Are State Protections Protecting Patients?

Some insurers aren’t complying with state laws meant to protect patients from red tape and health plan delay tactics.  Just ask a doctor.

Health care providers say that regulators could do more to enforce commonsense limits on prior authorization and step therapy, according to a new series of reports from the Aimed Alliance.  The organization surveyed hundreds of health care providers in Illinois, Texas and New York.  The states are among those where advocates and lawmakers have joined forces in recent years to better protect patients’ access to prescribed medicine.  

But the Aimed Alliance’s “Utilization Mismanagement” reports: 

In Illinois:

  • 40% of survey respondents say changes to state law have not made a significant difference in whether health plans approve a step therapy exception request 
  • 33% say health plans are requiring prior authorization in medical emergencies, even though state law prohibits this.

In Texas

  • 40% say health plans are requiring patients to try and fail on the same medication more than once, even though Texas law prohibits this
  • Only eight percent say health plans meet deadlines for acting on prior authorization requests “every time.”

In New York:

  • 41% of respondents say that insurers “occasionally” or “almost never” respond to step therapy exception requests within the legal time limit 
  • 43% say the frequency of prior authorization denials has not changed.

Granted, the findings are not wholly bad.  In New York, for example, about 40% of responding health care providers say that new protections are improving patients’ access to medications.  But the survey suggests that patients and providers’ hard-won legislative victories aren’t helping patients as much – or as often – as they should.  And for advocates and legislators, that’s a bitter pill to swallow.

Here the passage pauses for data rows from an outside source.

PR #553, opened 2026-03-11
Fix NaN in saturation adjustment

### LINKED ISSUE #551: [docs] NaNs in tropical cyclone world example
In [v0.4.0](https://numericalearth.github.io/BreezeDocumentation/v0.4.0/literated/tropical_cyclone_world/#Run) the tropical cyclone world is ending due to the presence of NaNs.  This wasn't the case in [v0.3.3](https://numericalearth.github.io/BreezeDocumentation/v0.3.3/literated/tropical_cyclone_world/#Run).  Greg suggested to enable the NaN checker to prevent this kind of regression in the future.  In the meantime I'm correctly setting the RNG seed for the GPU code in #550, to make the examples more reproducible.  Then, we should figure out when this regressed (I may be able to do a bisection later this week) and then enable the NaN checker once this problem is fully resolved.

kaiyuan-cheng:
Summary

  - Fix three bugs in the saturation adjustment secant iteration that could produce NaN, especially in Float32:
    a. Second initial guess used all-vapor q₁ instead of the condensate-adjusted 𝒰₁.moisture_mass_fractions, making ΔT ≈ 0 always
    b. No guard against stagnation: when r₂ ≈ r₁, ΔTΔr = Inf → NaN propagation. Added GPU-safe ifelse(isfinite(...)) masking
    c. Default maxiter = Inf allowed NaN to propagate indefinitely; changed to maxiter = 10
  - Fix GPU branching to use ifelse instead of short-circuit patterns (kernel compatibility)
  - Add regression test for NaN robustness with a highly supersaturated Float32 state

  Test plan

  - Existing saturation adjustment tests pass
  - New Saturation adjustment NaN robustness test passes for Float32 and Float64
  - GPU tests pass (no branching in kernels)

close #551

### DIFF
--- a/src/Microphysics/saturation_adjustment.jl
+++ b/src/Microphysics/saturation_adjustment.jl
@@ -212,12 +212,10 @@ Return the saturation-adjusted thermodynamic state using a secant iteration.
     iter = 0
 
     while abs(r₂) > δ && iter < microphysics.maxiter
-        # Compute slope; guard against stagnation (r₂ = r₁ → ΔTΔr = Inf → NaN).
+        # Compute slope; guard against stagnation (r₂ = r₁ → division by zero).
         ΔTΔr = (T₂ - T₁) / (r₂ - r₁)
-
-        # Mask the components; mathematically bypass instead of breaking
         valid_step = isfinite(ΔTΔr)
-        ΔTΔr *= valid_step
+        ΔTΔr = ifelse(valid_step, ΔTΔr, zero(FT))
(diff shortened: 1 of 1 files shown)


giordano:
The performance issue is a glitch: we've had a few times occasional performance drops for the 128x128x128 grid.  The [rerun](https://github.com/NumericalEarth/Breeze.jl/actions/runs/22972481423?pr=553) was good.

PR #520, opened 2026-02-26
Add LatitudeLongitudeGrid support with CompressibleDynamics

glwagner:
Preliminary support for using `LatitudeLongitudeGrid` with `CompressibleDynamics`.

- Import and export LatitudeLongitudeGrid, SphericalCoriolis, HydrostaticSphericalCoriolis from Oceananigans
- Add baroclinic wave example on near-global LatitudeLongitudeGrid with ExplicitTimeStepping, thermal-wind-balanced jet, hydrostatic density initialization, and sphere visualization
- Add latitude_longitude_grid test file (23 tests covering model construction, adaptive substeps, balanced state stability, SSP-RK3, WS-RK3, and explicit compressible on LatitudeLongitudeGrid)
- Add Jablonowski & Williamson 2006 citation to breeze.bib
- Add example entry to docs/make.jl (build_always=false)

cc @jtbuch 

Closes #518 

Here's an animation of what the baroclinic wave example looks like so far. Clearly needs a bit of work.

https://github.com/user-attachments/assets/cf264649-87fa-47a3-bfd5-ebc6da03b4a8

PR #566, opened 2026-03-17
Update `BreezeReactantExt` to enable `ReactantState` on `LatitudeLongitudeGrid`

dkytezab:
- Fixes two problems related to `set!` called on concrete arrays. See https://github.com/NumericalEarth/Breeze.jl/pull/520.


giordano:
The new tests seem to be very expensive, might be better to move them to separate files for better load balancing. Also, maybe we want to move all the Reactant tests to a `reactant/` subdirectory? If we need some common init code for all these tests it can be put in a, say, `reactant/setup.jl` file which all these test files will include (but remember to always delete it from the testsuite in `runtests.jl`)

giordano:
Reactant tests at the moment are run only in a single job because they're already very expensive

giordano:
@dkytezab the rebase went wrong 🥲

dkytezab:
claude got a little uppity./.. but i think now this is ok? cleaning this up atm

PR #573, opened 2026-03-18
Finite difference validation tests

dkytezab:
Adds finite-difference gradient verification to both reactant compilation test files. Closes https://github.com/NumericalEarth/Breeze.jl/issues/571.

### DIFF
--- a/test/reactant_centered_compilation.jl
+++ b/test/reactant_centered_compilation.jl
@@ -87,65 +87,63 @@ end
 @testset "Reactant CompressibleDynamics — Centered" begin
     Δt = 0.02
 
-    for (label, topo, nd) in topologies
-        @testset "$label" begin
-            grid = make_grid(topo, nd)
+    @testset "$label" for (label, topo, nd) in topologies
+        grid = make_grid(topo, nd)
 
-            # ── Build ──
-            @testset "Build" begin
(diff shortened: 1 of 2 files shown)


test/reactant_centered_compilation.jl
```diff
@@ -87,45 +87,69 @@ end
...
+
+                for ε in [1e-4, 1e-6]
+                    for (ic, jc, kc) in test_cells
+                        θ_fd = CenterField(grid_fd); set!(θ_fd, (args...) -> 300.0)
+                        @allowscalar interior(θ_fd, ic, jc, kc)[] += ε
+                        J₊ = loss(make_fd_model(), θ_fd, Δt, Ns)
+                        fd = (J₊ - J₀) / ε
+                        ad = ad_grad[ic, jc, kc]
+                        rel = abs(ad - fd) / (max(abs(ad), abs(fd)) + eps())
+                        @test rel < 0.01
```
giordano: This should be pretty much the same as
```suggestion
                        @test ad ≈ fd rtol=0.01
```
Why did you use 1% tolerance?  Did you get failures with tighter values?  I guess the problem is that we can't fully trust finite difference anyway.

giordano (approved):
🚀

In the last few years, statehouses have led the way on safeguarding patients’ health – and the physician-patient relationship – from insurers’ profit-boosting measures.  State protections like those in New York, Illinois and Texas aimed to put commonsense limits on step therapy and prior authorization, as well as on non-medical switching – where health plans protect their profits by pushing stable patients to a cheaper medicine.  The reforms emboldened and encouraged advocates committed to patients’ rights and patient-centered care.

But to make those protections a reality, states now need to “heighten their monitoring and enforcement,” an Aimed Alliance spokesperson summarized.  As the survey suggests, health care providers agree.